To achieve this, use function `get_align_indices()`. This function requires one parameter, the `align_result` which is the direct return value from the previous `align()` function. 

```python
hypothesis = "ok I am a fish. Are you? Hello there. How are you? ok"
reference = [
        ["A", "I am a fish. "],
        ["B", "okay. "],
        ["C", "Are you? "],
        ["D", "Hello there. "],
        ["E", "How are you? "]
]
align_result = align.align(hypothesis, reference)
align_indices = align.get_token_match_result(align_result)
print(align_indices)
```

The return value is a dictionary containing list of integers that shows the mapping between tokens from separated reference to hypothesis.
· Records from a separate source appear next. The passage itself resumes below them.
PR #745, opened 2025-06-02
Fix `ref` type of `Field.Label` component

GerardasB:
This PR fixes `ref` type of `Field.Label` component based on https://github.com/iTwin/design-system/pull/688#discussion_r2112548763.

This is non-breaking change for consumers, since `HTMLLabelElement` is a subclass of `HTMLDivElement`.


mayank99 (approved):

knowler (approved):
Thank you!

PR #750, opened 2025-06-02
Add `<Anchor.Icon>`

FlyersPh9:
> [!IMPORTANT]
> This PR is now made a draft as we have no plans to introduce `Anchor.Icon` atm. In the future, when/if we want to add `Anchor.Icon`, we can continue in this PR or even create a new one (to avoid the state state) using this PR for inspiration. ([more info](https://github.com/iTwin/design-system/pull/750#discussion_r2167468463)).

---

~Add `isExternal` prop to `<Anchor>` similar to [iTwinUI](https://itwinui.bentley.com/docs/anchor#external-links).  Instead of using an `::after` using an `<svg>`.~

~Also added `isExternal` to compat.~

> [!NOTE]
> This PR is stacked against #757.

Adds a new `Anchor.Icon` composition API component. This component represents an icon in the `Anchor.Root` component. It has the same props as `Icon`. This can be placed anywhere in the anchor but would likely be placed in the beginning or the end.

Since `Anchor.Icon` is basically an `Icon`, these icons are decorative (e.g. `aria-hidden`) unless consumers pass `alt`. Confirmed that `aria-hidden` is not present when `alt` is passed.

image

---

As a result of `Anchor.Icon` from this PR, this PR also adds support for the `isExternal` prop in the `Anchor` compat component.

To support the `window-popout` icon without depending on `@stratakit/icons`, added a new file called `packages/compat/src/~utils.icons.tsx` with a `WindowPopout` component created using `createIconFromPath`.

## Example usage

Non decorative icons:

```tsx
import * as Anchor from "@stratakit/bricks/Anchor";
import windowPopoutIconHref from "@stratakit/icons/window-popout.svg";

<Anchor.Root href="https://www.example.com">
  Open in new window
  <Anchor.Icon alt="External link" href={windowPopoutIconHref} />
</Anchor.Root>
```

Decorative icons:

```tsx
import * as Anchor from "@stratakit/bricks/Anchor";
import placeholderIconHref from "@stratakit/icons/placeholder.svg";

<Anchor.Root href="https://www.example.com">
  <Anchor.Icon href={placeholderIconHref} />
  Link
  <Anchor.Icon href={placeholderIconHref} />
</Anchor.Root>
```


GerardasB (dismissed):

knowler (commented):
I wonder if we want to cover wrapping? For example, if the link text was longer, the icon could potentially break onto a new line. I’ve typically solved this like this:

```html
<style>
/* We need to apply this to an element that wraps the SVG because we can’t insert the whitespace ourselves. */
.dang-svg {
  white-space: nowrap;
  &::before { content: " "; }
}
</style>
<a href=https://turnstile.movie>Coming to theatres near you<span class=dang-svg><svg><!-- path --></svg></span>
</a>
```

Alternatively, I think we could just include a `&nbsp;` between the `children` and the icon.

This might extend the text decoration. We might be able to use padding/margin still and just `content: ""`.

mayank99 (dismissed):
As this is adding a whole new composition API, this should be split into two PRs.

PR #798, opened 2025-06-24
adjust `Field` alignment

mayank99:
Before this PR, `Field` was unconditionally setting `justify-content: start`. This PR makes it so that `justify-content: start` is only used for "inline" layouts. The "stacked" layout re-sets `justify-content: stretch`.

The main reason for this change is to make the "stacked" layout for textlike controls stretch to fill the available width of the parent form.

This came up when I was building a form for demo purposes. Screenshots below.

| With unconditional `justify-content: start` | Without `justify-content: start` | With `justify-content: stretch` on stacked layout only |
| --- | --- | --- |
| Screenshot showing textboxes hugging the left side instead of stretching. | Screenshot showing textboxes stretching, but radio-input pairs also stretching, with an awkward space between radios and their labels | Screenshot showing textboxes stretching, and radios and their labels hugging the left side |


linasgeg (approved):

r100-stack (approved):

GerardasB (approved):
I have expected to see more snapshots updated. Should we get rid of `justify-content` & `justify-items` in `Field` tests?

PR #801, opened 2025-06-27
Fixing `Textbox.Textarea` padding

### LINKED ISSUE #786: `Textbox.Root` adds second outline when used with `Textbox.Textarea`
## Problem
I'm trying to add an icon inside the `textarea` to make it look similar to [iTwinUI `LabelledTextarea`](https://itwinui.bentley.com/docs/textarea#inline) component.

Image

In sandbox there is an [example](https://supreme-barnacle-pl8jn8m.pages.github.io/tests/text-box?composition) of this beeing done using `<Textbox.Root>` and `<Textbox.Input>` components.

Image

However, when I tried to replicate the same example using `<Textbox.Textarea>` I noticed that outlines are doubled if textarea is focused:

Image

## Reproduction

The code I used:
```
<div style={{ display: "flex", gap: 4, alignItems: "center" }}>
	<Label htmlFor={id}>Fruit</Label>
	<TextBox.Root>
		<TextBox.Textarea id={id} />
		<TextBox.Icon href={placeholderIcon} />
	</TextBox.Root>
</div>
```

## Investigation

Looks like the spacing is incorrect when `TextBox.Textarea` is used inside `<Textbox.Root>`. The doubled outline also appears if icon is not used. Here are examples of different `<Textbox>` components combinations:

| | `Textarea` inside `Root` | `Textarea` without `Root` | `Input` inside `Root` |
| --- | --- | --- | --- |
| Focused | Image | Image | Image |
| Not focused | Image | Image | Image |

I also noticed that both `TextBox.Textarea` and `Textbox.Root` uses same `🥝-text-box` class name and have `padding-inline` CSS property set to `8`.

Image

Image

Disabling this CSS property for `textarea` fixes the issue if it's used without icon, but after adding icon the doubled border still appears on the right side:

Image

linasgeg:
Fixes #786 

# Changes

- Removed `🥝-text-box` class from `textarea` when it is used inside `Textbox.Root` which was causing doubled outline
- Added conditional `inline-padding` for `Textbox.Root`
- Added `Textbox.Textarea` visual tests and updated snapshots

Without conditional `inline-padding` `textarea` used inside `Textbox.Root` looks like this:
image
With conditional `inline-padding` it looks like this:
image

# Testing

Ran visual tests before adding `Textbox.Textarea` examples to make sure that every example is pixel perfect

# Demo

[#801 deploy preview](https://supreme-barnacle-pl8jn8m.pages.github.io/801/tests/text-box?visual)


GerardasB (approved):
LGTM, nice to see textarea in the visual test.

FYI, I've noticed one more issue, where textarea can be made smaller than it's container (which results in unintentional spacing below the resizer):
Screenshot 2025-07-01 at 16 50 59

mayank99 (approved):

r100-stack (approved):

PR #824, opened 2025-07-10
add `unstable_loadStyles` function to foundations

### LINKED ISSUE #634: "CSS only" way to consume the design system
It would be really nice to be able to consume the design system theming and components using only CSS, not React components.

- The ability to apply design system styles using only CSS classes
    - If not all components there should at least be a core set of the HTML semantic elements like `<button>` and `<input>` and "base styles" like page backgrounds
- Easy to use and well documented CSS variables
    - This will help if people need to add their own components but want them to match the design system. Basically all the "tokens" like colors and spacing should be variables to use.
    - Some of this exists but the names are a little hard to understand and still requires including the React `Root` component

This will expand usability/adoption in applications that can't (or won't) add React. It will also probably make it easier to create true Web Components if needed.

Specifically I would like to be able to use the design system in our [Sandcastle rebuild](https://github.com/CesiumGS/cesium/issues/12566) which includes a section of the application that will _not_ have react. Further CesiumJS may wish to use the styles in our viewer widgets which must be library agnostic to support the widest range of users possible.

CC @ggetz @FlyersPh9

mayank99:
This is a bit rough but is a workable solution to #634. Mostly moving existing code.

- Exposed `unstable_loadStyles` function which accepts an optional rootNode (defaults to `document`)
- Made `react` and `react-dom` optional so that they're not required to be installed when using `@stratakit/foundations`.

In the future, I would like to remove lots of things from that stylesheet because they shouldn't be exposed standalone (e.g. `.🥝-root` styles, `Icon` styles, sublayers).

### Implementation notes

- `loadStyles` moved verbatim from `Root.tsx` to `styles.internal.ts`
  - Some utils also moved to `styles.internal.ts` and `~utils.tsx` depending on where they're used.
- `unstable_loadStyles` residing in a new `styles.ts` file is a thin wrapper over `loadStyles` that specifically only loads `foundationsCss`.
- `styles.css[.ts]` renamed, prefixed with `~` to avoid explorer folding together with `styles.ts`


GerardasB (approved):
LGTM

r100-stack (approved):

PR #831, opened 2025-07-10
update `IconButton` `isActive` prop

### LINKED ISSUE #830: IconButton: update `isActive` state
Currently, the `IconButton` only supports passing `isActive` when using `variant="ghost"`. This is because the Figma file didn't originally have a design for the active state in other permutations. (See #98)

That has now changed. See [latest Figma](https://www.figma.com/design/VcGw3L2IIlboxNlOdsKdai/%F0%9F%A5%9D-Kiwi-Component-Library?node-id=237-5191&m=dev). We now use a newer, more consistent active styling in all permutations. (Notice the strong border in the last column)

Screenshot showing six different kinds of icon buttons, all using the same active state styling

mayank99:
This addresses #830.

- **CSS**: Styling updated to add a consistent border and background when using `isActive`.
- **React**: Types updated to allow `isActive` unconditionally.

Screenshot showing various permutations of IconButton, all with a consistent active state


FlyersPh9 (approved):
Much prefer the visual test changes!

r100-stack (approved):

Issue #759, opened 2025-06-09
`Tree`: poor performance / UI freeze


linasgeg:
When switching between trees UI freezes for some time:

https://github.com/user-attachments/assets/e10ee963-60c7-4812-89c6-bb203541f14c

It can be seen in the video that tab is in `hover` state even though mouse is not hovering the tab. This freeze is present until the selected tree is committed to the DOM. Also, there is no animation of tab switching. Other UI elements are also not responsive until tree is rendered and committed to the DOM.

## useDeferredValue/useTransition

React has useDeferredValue and useTransition hooks to mitigate this issue. They should run rendering of the tree in parallel and only commit it to the DOM after tree is rendered. This should prevent UI from freezing. I tried to add useDefferedValue in #731. However, these hooks only execute first render in parallel. The following renders are not executed in parallel and blocks the UI. Result in slow motion looks like this:

https://github.com/user-attachments/assets/0d443889-6a9b-49a5-8b19-a2b4779e12aa

After adding useDeferredValue, tab transition starts to appear. However, it's not very smooth. If freezes at the same time tree is committed to the DOM. React Developer tools logs show that first rendered is executed in `normal` priority and second render is executed in `immediate` priority

![Image](https://github.com/user-attachments/assets/ed144f9f-a3f5-4b5f-a115-1cc69baed291)

![Image](https://github.com/user-attachments/assets/5aeed1f8-c7a4-403f-81b0-34038d09cfb9)

This shows that only first render is executed in parallel, but second render is executed immediately and causes UI to freeze. I didn't find any way to make second render also execute in parallel by using useDeferredValue/useTransition hooks. The only way I see to avoid UI freeze is to optimize the Tree by decreasing time needed for second render. All renders that follow after second render takes small amount of time compared to the second render.

## TreeItemAction

Looks like `TreeItemActions` do the biggest impact to the render time of second render. Every tree item has it's set of actions and all of these actions are re-rendered during second render. 

![Image](https://github.com/user-attachments/assets/ef3f4eee-54c5-4696-a8ec-e069cd591d00)

The same problem that was mentioned in #554 under `Future work` section. Bigger amount of tree items leads to even bigger number of actions which leads to even bigger second render time which will result in longer UI freeze.

In #554 most of the components were memorized and it doesn't look like more memorizations could help in this situation. The only component that I found which could be memorized to improve performance is `IconButton`. However, this would improve performance just a little bit. 

[...]

PR #838, opened 2025-07-14
[OLD] rework `Tabs` animation using FLIP technique

mayank99:
> [!IMPORTANT]
> This PR was [accidentally closed](https://github.com/iTwin/design-system/pull/838#issuecomment-3114480192). Please see #872 instead.

<details>
<summary>Original description</summary>

This PR replaces the CSS-based `transition` for Tab's active stripe (added in #464) with the [FLIP technique](https://css-tricks.com/animating-layouts-with-the-flip-technique/) (using [WAAPI](https://developer.mozilla.org/en-US/docs/Web/API/Web_Animations_API)). No changes in `Tree` (complements #829).

Instead of animating `inset` and `inline-size`, we are now animating `transform`, which results in a much smoother animation, especially on lower end devices.

When not actively animating, we continue to rely on CSS anchor positioning.

### Background

This effort started as part of #759, which was partially addressed by #829 — the rendering performance of `Tree` was greatly improved, but the animation remained janky at times. This is mainly because CSS anchor positioning does not support `transform` which is [essential](https://web.dev/articles/stick-to-compositor-only-properties-and-manage-layer-count) for smooth, hardware-accelerated animation.

### Preview

https://itwin.github.io/design-system/838/sandbox

<details>
<summary>Screen recordings</summary>

No throttling:

| Before | After |
| --- | --- |
| <video src="https://github.com/user-attachments/assets/caee8760-9ce0-499c-95c5-8d7e6d5b349a"> | <video src="https://github.com/user-attachments/assets/146c590f-1814-4eb4-bb62-86138e694a86"> |

20x CPU slowdown:

| Before | After |
| --- | --- |
| <video src="https://github.com/user-attachments/assets/a42464cf-d983-4791-8df9-6816ec6c7eb7"> | <video src="https://github.com/user-attachments/assets/0d256120-33fb-4d6f-98a8-f7cbee79f665"> |

Note: There is a bit (~500ms) of delay noticed with 20x slowdown. This is the time it takes to render the panel content. The animation remains smooth regardless of this delay.

</details>

</details>


rroyb (approved):
LGTM. At least from I was able to test out, the active stripe animation performs more smoothly as expected.

Since this PR relates to the animation of the active stripes of `Tabs`, this should not break the horizontal scrolling (at least currently) which involves tracking the width of the `Tabs.TabList` and relevant wrappers to determine if there is overflow. I also tested the horizontal scrolling with these PR changes and the behavior seemed to be fine.

r100-stack (approved):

The integers are the indices of the tokens in reference sequence map to the hypothesis sequence (for example, the first token in sequence “C” is mapped to the token in hypothesis with index 5).

```python
# possible output
{
    'A': [1, 2, 3, 4], 
    'B': [0], 
    'C': [5, 6], 
    'D': [7, 8], 
    'E': [9, 10, 11]
}
```

## Troubleshooting
This package currently only supports Windows 10/11 x86_64, Linux x86_64 (tested with Ubuntu 22.04), and macOS (M-series processor or Intel processor). 

If you encounter any issues while using Align4d, try the following:

1. Make sure you have installed Python version 3.10 or 3.11.
2. Make sure you have installed the latest version of Align4d.
3. Check the input data to make sure it is in the correct format.
    1. All the input strings must be encoded in the utf-8 format.